_REQUIRED ACTION_: Check each line of the data below for the string "metamodel". Then give the number of lines that have it, without anything else.
::: SOURCE INFORMATION
Issue #285, opened 2021-07-23
Schema/model version not included in artifacts generated via generators


deepakunni3:
Schema/model version, via `version` slot, is not serialized into artifacts like Python dataclasses, OWL, JSONSchema, etc.
The only artifact that seems to have the version is the RDF TTL.

I think there is value in including both metamodel version as well as model version.

deepakunni3:
If this has not yet been worked on then I can take a stab at it :)

sierra-moxon:
closing as completed; thanks @deepakunni3 !

PR #288, opened 2021-07-24
Ensure version and metamodel version are part of all relevant serializations

deepakunni3:
This PR addresses https://github.com/linkml/linkml/issues/285.

### DIFF
--- a/linkml/generators/sqlddlgen.py
+++ b/linkml/generators/sqlddlgen.py
@@ -193,6 +193,7 @@ class SQLDDLGenerator(Generator):
         self.rename_foreign_keys = rename_foreign_keys
         self.direct_mapping = direct_mapping
         self.sqlschema = SQLSchema()
+        self.generate_header()
 
     def _is_hidden(self, cls: ClassDefinition) -> bool:
         if cls.mixin or cls.abstract:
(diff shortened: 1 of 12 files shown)


deepakunni3:
@cmungall @hsolbrig Would also like to hear your thoughts if this is the right approach.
::::::
_EXERCISE RESULT_: 2